**Requirement**
Retype, exactly as they appear below, the lines between the line holding "From the PR" and the line holding "where/how did we notice they are broken?", both ends included.

##### Data extracts

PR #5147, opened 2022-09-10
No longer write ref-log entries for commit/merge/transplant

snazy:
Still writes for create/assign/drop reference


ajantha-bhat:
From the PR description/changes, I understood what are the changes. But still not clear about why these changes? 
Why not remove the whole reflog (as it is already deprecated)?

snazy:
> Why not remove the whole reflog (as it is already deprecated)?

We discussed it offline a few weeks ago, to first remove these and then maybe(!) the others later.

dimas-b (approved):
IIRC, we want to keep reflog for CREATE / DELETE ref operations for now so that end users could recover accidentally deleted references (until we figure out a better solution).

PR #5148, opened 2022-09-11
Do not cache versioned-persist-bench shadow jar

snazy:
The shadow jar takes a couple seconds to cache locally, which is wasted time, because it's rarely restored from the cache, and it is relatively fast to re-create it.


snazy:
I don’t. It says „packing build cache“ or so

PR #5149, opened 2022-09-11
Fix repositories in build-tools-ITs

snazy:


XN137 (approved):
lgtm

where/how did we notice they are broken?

##########
##### Data extracts

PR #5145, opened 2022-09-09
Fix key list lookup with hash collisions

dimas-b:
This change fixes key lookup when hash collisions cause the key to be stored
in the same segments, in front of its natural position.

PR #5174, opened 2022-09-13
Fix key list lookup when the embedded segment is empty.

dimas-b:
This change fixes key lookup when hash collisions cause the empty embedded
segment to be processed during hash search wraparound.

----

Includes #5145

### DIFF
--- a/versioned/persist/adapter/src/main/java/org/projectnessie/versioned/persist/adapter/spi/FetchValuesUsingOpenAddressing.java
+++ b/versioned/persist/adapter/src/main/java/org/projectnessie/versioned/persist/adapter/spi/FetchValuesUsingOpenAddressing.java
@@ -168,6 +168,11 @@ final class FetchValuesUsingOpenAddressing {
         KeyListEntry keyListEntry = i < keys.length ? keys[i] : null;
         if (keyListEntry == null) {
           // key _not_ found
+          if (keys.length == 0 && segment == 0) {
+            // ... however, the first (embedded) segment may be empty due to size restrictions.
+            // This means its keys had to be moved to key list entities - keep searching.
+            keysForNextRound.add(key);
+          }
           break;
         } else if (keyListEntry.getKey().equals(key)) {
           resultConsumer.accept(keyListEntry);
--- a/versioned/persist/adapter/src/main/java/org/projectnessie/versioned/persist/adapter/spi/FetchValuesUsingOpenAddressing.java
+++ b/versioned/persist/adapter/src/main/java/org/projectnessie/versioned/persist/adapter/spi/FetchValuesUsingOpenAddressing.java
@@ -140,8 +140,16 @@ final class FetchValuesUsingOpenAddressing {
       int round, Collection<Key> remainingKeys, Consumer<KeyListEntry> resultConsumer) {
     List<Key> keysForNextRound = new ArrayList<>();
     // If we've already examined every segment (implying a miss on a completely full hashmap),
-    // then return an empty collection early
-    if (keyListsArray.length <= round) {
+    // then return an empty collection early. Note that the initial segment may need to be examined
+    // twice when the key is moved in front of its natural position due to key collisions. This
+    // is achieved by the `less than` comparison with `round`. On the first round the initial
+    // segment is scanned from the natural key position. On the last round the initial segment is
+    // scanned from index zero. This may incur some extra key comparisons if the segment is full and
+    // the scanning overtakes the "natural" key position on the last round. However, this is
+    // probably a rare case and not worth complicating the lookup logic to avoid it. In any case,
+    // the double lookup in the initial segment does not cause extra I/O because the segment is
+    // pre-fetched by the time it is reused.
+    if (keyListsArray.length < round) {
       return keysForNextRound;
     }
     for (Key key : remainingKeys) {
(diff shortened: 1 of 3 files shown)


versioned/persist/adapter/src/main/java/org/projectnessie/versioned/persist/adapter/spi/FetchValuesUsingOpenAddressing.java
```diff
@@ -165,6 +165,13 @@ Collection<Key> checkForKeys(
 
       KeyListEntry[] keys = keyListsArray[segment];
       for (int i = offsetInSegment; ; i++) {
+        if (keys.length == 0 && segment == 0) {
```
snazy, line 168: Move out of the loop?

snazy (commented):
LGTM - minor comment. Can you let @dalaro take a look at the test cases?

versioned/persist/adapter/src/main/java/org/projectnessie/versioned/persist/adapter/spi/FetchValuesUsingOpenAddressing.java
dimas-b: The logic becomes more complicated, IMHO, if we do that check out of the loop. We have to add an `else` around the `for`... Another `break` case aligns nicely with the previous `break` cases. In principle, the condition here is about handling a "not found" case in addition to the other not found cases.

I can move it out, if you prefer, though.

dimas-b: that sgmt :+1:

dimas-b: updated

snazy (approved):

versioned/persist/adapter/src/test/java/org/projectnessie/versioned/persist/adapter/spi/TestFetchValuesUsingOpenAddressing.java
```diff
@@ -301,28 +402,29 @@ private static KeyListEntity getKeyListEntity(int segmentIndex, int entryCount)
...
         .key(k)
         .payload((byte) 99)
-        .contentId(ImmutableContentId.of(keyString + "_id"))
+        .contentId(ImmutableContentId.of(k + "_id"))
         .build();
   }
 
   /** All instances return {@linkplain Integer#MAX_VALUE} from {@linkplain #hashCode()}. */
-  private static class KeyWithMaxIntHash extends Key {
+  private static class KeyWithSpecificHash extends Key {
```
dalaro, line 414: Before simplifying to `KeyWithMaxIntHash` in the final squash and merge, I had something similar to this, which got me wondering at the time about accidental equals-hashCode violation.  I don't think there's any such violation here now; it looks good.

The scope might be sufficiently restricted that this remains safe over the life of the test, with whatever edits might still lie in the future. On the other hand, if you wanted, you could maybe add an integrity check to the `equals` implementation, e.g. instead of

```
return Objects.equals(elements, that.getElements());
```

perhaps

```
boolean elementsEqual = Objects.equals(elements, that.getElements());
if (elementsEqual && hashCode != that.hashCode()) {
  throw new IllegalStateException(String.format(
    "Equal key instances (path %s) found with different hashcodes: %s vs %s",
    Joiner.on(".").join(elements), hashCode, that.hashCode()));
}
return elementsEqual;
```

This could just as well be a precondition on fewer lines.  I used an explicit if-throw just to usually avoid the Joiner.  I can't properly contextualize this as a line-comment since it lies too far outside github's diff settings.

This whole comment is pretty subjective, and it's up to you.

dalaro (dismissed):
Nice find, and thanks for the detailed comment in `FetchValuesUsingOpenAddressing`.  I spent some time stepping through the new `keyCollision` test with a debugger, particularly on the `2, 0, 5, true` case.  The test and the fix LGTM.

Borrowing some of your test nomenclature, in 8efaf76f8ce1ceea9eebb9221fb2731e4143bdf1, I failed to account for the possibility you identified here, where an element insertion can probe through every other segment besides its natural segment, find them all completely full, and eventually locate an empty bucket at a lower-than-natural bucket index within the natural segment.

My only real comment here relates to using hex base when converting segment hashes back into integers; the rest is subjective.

##########
##### Data extracts

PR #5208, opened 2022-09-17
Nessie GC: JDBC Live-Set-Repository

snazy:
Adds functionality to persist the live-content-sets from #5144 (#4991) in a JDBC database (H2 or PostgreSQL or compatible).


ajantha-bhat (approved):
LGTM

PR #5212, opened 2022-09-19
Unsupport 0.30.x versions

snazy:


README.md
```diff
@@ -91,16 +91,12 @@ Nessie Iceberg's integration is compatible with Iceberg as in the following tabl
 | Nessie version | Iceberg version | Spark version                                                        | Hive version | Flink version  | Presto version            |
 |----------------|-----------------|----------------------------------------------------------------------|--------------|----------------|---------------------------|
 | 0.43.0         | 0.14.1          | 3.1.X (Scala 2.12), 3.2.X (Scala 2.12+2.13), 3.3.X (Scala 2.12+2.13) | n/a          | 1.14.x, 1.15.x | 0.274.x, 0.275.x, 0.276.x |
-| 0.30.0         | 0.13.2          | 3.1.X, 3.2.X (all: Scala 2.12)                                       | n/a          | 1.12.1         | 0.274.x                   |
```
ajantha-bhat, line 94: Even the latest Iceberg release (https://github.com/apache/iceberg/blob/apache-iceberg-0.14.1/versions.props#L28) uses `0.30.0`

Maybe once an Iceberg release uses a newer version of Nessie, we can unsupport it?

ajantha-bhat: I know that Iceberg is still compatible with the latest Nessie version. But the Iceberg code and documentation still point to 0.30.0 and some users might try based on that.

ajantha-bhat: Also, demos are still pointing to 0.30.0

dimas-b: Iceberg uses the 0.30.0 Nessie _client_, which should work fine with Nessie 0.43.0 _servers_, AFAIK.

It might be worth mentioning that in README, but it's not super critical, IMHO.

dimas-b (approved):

##########

**Response to this task**
From the PR description/changes, I understood what are the changes. But still not clear about why these changes? 
Why not remove the whole reflog (as it is already deprecated)?

snazy:
> Why not remove the whole reflog (as it is already deprecated)?

We discussed it offline a few weeks ago, to first remove these and then maybe(!) the others later.

dimas-b (approved):
IIRC, we want to keep reflog for CREATE / DELETE ref operations for now so that end users could recover accidentally deleted references (until we figure out a better solution).

PR #5148, opened 2022-09-11
Do not cache versioned-persist-bench shadow jar

snazy:
The shadow jar takes a couple seconds to cache locally, which is wasted time, because it's rarely restored from the cache, and it is relatively fast to re-create it.


snazy:
I don’t. It says „packing build cache“ or so

PR #5149, opened 2022-09-11
Fix repositories in build-tools-ITs

snazy:


XN137 (approved):
lgtm

where/how did we notice they are broken?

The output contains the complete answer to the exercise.